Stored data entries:
* * * * * * * * *

PR #2648, opened 2017-06-28
fix: Complete themes are valid add-ons

### LINKED ISSUE #2646: Complete themes cause an error because they are unsupported
See the error here: https://sentry.prod.mozaws.net/operations/addons-frontend-amo-dev/issues/618227/

Visit https://addons-dev.allizom.org/en-GB/android/addon/firefox-2-theme-for-firefox-3x/ when *signed out*, and there will be an error. This is because we don't support complete themes in `validAddonTypes`, but evidently we should 😄 

### What happened?
There was an error.

No error!

Easy fix, incoming.

tofumatt:
Fixes #2646.

### DIFF
--- a/src/amo/components/Addon/index.js
+++ b/src/amo/components/Addon/index.js
@@ -136,7 +136,6 @@ export class AddonBase extends React.Component {
           className="Addon-theme-header"
           id="Addon-theme-header"
           data-browsertheme={getBrowserThemeData()}
-          ref={(el) => { this.wrapper = el; }}
           onClick={this.onClick}
         >
           {installStatus !== ENABLED ? (
--- a/src/core/constants.js
+++ b/src/core/constants.js
@@ -50,7 +50,11 @@ export const ADDON_TYPE_EXTENSION = 'extension';
 export const ADDON_TYPE_LANG = 'language';
 export const ADDON_TYPE_OPENSEARCH = 'search';
 export const ADDON_TYPE_THEME = 'persona';
+// TODO: Remove ADDON_TYPE_COMPLETE_THEME once we don't support complete
+// themes.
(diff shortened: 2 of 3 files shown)


src/amo/components/Addon/index.js
```diff
@@ -136,7 +136,6 @@ export class AddonBase extends React.Component {
           className="Addon-theme-header"
           id="Addon-theme-header"
           data-browsertheme={getBrowserThemeData()}
-          ref={(el) => { this.wrapper = el; }}
```
tofumatt: This was unused and caused a non-100% coverage error so I deleted it. I know it's unrelated but figured it was worth it.

src/core/constants.js
```diff
@@ -50,7 +50,9 @@ export const ADDON_TYPE_EXTENSION = 'extension';
 export const ADDON_TYPE_LANG = 'language';
 export const ADDON_TYPE_OPENSEARCH = 'search';
 export const ADDON_TYPE_THEME = 'persona';
+export const ADDON_TYPE_CLASSIC_THEME = 'theme';
```
kumar303: can we just call this `ADDON_TYPE_COMPLETE_THEME`?

src/core/constants.js
```diff
@@ -50,7 +50,9 @@ export const ADDON_TYPE_EXTENSION = 'extension';
...
 export const validAddonTypes = [
+  ADDON_TYPE_CLASSIC_THEME, // Remove once we don't support complete themes.
```
kumar303: One day we might start grepping `TODO` so it would probably make sense to add that to the comment so we don't forget

src/core/constants.js
tofumatt: Sure, no problem.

* * * * * * * * *

• [PROBLEM TO SOLVE]:
Could you retype every record above exactly as written?

• [OUTPUT BELOW]:
PR #2648, opened 2017-06-28
fix: Complete themes are valid add-ons

### LINKED ISSUE #2646: Complete themes cause an error because they are unsupported
See the error here: https://sentry.prod.mozaws.net/operations/addons-frontend-amo-dev/issues/618227/

Visit https://addons-dev.allizom.org/en-GB/android/addon/firefox-2-theme-for-firefox-3x/ when *signed out*, and there will be an error. This is because we don't support complete themes in `validAddonTypes`, but evidently we should 😄 

### What happened?
There was an error.

No error!

Easy fix, incoming.

tofumatt:
Fixes #2646.

### DIFF
--- a/src/amo/components/Addon/index.js
+++ b/src/amo/components/Addon/index.js
@@ -136,7 +136,6 @@ export class AddonBase extends React.Component {
           className="Addon-theme-header"
           id="Addon-theme-header"
           data-browsertheme={getBrowserThemeData()}
-          ref={(el) => { this.wrapper = el; }}
           onClick={this.onClick}
         >
           {installStatus !== ENABLED ? (
--- a/src/core/constants.js
+++ b/src/core/constants.js
@@ -50,7 +50,11 @@ export const ADDON_TYPE_EXTENSION = 'extension';
 export const ADDON_TYPE_LANG = 'language';
 export const ADDON_TYPE_OPENSEARCH = 'search';
 export const ADDON_TYPE_THEME = 'persona';
+// TODO: Remove ADDON_TYPE_COMPLETE_THEME once we don't support complete
+// themes.
(diff shortened: 2 of 3 files shown)


src/amo/components/Addon/index.js
```diff
@@ -136,7 +136,6 @@ export class AddonBase extends React.Component {
           className="Addon-theme-header"
           id="Addon-theme-header"
           data-browsertheme={getBrowserThemeData()}
-          ref={(el) => { this.wrapper = el; }}
```
tofumatt: This was unused and caused a non-100% coverage error so I deleted it. I know it's unrelated but figured it was worth it.

src/core/constants.js
```diff
@@ -50,7 +50,9 @@ export const ADDON_TYPE_EXTENSION = 'extension';
 export const ADDON_TYPE_LANG = 'language';
 export const ADDON_TYPE_OPENSEARCH = 'search';
 export const ADDON_TYPE_THEME = 'persona';
+export const ADDON_TYPE_CLASSIC_THEME = 'theme';
```
kumar303: can we just call this `ADDON_TYPE_COMPLETE_THEME`?

src/core/constants.js
```diff
@@ -50,7 +50,9 @@ export const ADDON_TYPE_EXTENSION = 'extension';
...
 export const validAddonTypes = [
+  ADDON_TYPE_CLASSIC_THEME, // Remove once we don't support complete themes.
```
kumar303: One day we might start grepping `TODO` so it would probably make sense to add that to the comment so we don't forget

src/core/constants.js
tofumatt: Sure, no problem.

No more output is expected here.